EXERCISE GOAL:
Within the entries below, the lines from the one with "PR #8478, opened 2026-02-24" through the one with "This PR adds" are to be set down exactly, both ends kept.
══ TASK MATERIAL ══
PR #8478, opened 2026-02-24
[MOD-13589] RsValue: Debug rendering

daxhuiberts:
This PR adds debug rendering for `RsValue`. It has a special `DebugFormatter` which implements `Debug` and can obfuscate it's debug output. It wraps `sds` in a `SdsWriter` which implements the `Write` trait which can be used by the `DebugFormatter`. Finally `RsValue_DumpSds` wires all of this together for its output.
═══
══ TASK MATERIAL ══
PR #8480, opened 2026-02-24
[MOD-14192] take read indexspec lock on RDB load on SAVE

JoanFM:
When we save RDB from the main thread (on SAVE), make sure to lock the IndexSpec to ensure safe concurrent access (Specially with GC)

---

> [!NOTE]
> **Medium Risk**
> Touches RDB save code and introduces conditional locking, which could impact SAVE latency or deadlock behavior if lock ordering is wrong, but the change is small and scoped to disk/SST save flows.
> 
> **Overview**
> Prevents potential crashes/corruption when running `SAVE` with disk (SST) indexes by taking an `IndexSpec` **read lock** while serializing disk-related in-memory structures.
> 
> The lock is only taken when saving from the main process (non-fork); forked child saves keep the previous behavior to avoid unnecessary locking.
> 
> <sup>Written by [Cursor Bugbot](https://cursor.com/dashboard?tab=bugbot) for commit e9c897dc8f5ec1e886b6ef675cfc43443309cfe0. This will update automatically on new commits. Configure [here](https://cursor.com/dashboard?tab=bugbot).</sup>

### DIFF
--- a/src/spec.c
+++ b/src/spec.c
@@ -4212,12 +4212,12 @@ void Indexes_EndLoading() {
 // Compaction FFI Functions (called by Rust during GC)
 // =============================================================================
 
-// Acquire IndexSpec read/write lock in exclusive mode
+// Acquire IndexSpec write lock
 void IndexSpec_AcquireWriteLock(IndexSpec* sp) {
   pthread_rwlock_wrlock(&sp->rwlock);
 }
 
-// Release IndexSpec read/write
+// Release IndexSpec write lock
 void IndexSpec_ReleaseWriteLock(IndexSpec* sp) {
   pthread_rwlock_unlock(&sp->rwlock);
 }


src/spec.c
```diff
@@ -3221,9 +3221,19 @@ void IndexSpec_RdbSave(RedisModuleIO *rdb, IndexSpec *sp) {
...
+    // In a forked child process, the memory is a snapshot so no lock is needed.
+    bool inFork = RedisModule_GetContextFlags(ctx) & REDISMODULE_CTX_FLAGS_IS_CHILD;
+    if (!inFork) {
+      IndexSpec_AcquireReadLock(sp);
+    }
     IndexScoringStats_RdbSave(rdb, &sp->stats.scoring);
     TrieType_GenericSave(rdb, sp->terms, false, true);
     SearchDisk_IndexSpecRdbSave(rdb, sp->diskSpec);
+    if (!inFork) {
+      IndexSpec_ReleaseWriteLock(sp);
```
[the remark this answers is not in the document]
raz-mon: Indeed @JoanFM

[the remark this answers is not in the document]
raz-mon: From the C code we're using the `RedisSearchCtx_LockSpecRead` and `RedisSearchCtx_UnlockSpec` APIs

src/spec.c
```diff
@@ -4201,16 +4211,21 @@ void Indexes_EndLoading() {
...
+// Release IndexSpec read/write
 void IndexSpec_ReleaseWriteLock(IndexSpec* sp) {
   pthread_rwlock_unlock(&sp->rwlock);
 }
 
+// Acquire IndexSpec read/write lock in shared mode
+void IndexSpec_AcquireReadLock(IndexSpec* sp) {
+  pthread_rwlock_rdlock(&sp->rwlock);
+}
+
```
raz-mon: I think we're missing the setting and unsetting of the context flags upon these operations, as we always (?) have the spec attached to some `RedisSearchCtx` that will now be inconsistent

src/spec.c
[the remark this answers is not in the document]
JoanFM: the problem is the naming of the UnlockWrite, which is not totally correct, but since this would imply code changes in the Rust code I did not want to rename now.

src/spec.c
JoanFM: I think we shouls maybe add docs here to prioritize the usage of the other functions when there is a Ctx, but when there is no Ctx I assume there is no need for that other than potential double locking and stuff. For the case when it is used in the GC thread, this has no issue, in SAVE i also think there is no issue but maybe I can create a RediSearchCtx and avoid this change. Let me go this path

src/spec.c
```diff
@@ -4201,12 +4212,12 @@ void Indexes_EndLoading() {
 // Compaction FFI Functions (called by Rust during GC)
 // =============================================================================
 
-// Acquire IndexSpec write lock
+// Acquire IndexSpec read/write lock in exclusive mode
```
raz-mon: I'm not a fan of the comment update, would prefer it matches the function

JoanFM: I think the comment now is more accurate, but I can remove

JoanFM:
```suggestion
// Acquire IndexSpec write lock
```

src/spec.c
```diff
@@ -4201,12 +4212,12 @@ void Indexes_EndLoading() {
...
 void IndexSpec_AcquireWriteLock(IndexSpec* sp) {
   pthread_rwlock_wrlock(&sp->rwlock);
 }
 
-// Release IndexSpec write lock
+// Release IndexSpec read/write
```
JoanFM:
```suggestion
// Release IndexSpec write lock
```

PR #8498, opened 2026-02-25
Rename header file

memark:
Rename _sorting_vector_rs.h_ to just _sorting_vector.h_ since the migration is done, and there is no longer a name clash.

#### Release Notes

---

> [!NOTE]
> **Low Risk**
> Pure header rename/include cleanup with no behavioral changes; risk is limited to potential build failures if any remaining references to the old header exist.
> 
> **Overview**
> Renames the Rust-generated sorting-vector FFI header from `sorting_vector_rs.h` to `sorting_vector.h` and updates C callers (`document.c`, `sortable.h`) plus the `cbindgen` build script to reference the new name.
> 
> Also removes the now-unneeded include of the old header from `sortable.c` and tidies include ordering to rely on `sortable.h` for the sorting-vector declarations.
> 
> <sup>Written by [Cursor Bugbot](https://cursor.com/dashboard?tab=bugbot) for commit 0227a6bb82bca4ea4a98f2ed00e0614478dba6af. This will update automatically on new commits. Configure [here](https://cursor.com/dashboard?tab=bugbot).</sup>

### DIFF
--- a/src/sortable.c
═══
WRITTEN RESPONSE:
PR #8478, opened 2026-02-24
[MOD-13589] RsValue: Debug rendering

daxhuiberts:
This PR adds debug rendering for `RsValue`. It has a special `DebugFormatter` which implements `Debug` and can obfuscate it's debug output. It wraps `sds` in a `SdsWriter` which implements the `Write` trait which can be used by the `DebugFormatter`. Finally `RsValue_DumpSds` wires all of this together for its output.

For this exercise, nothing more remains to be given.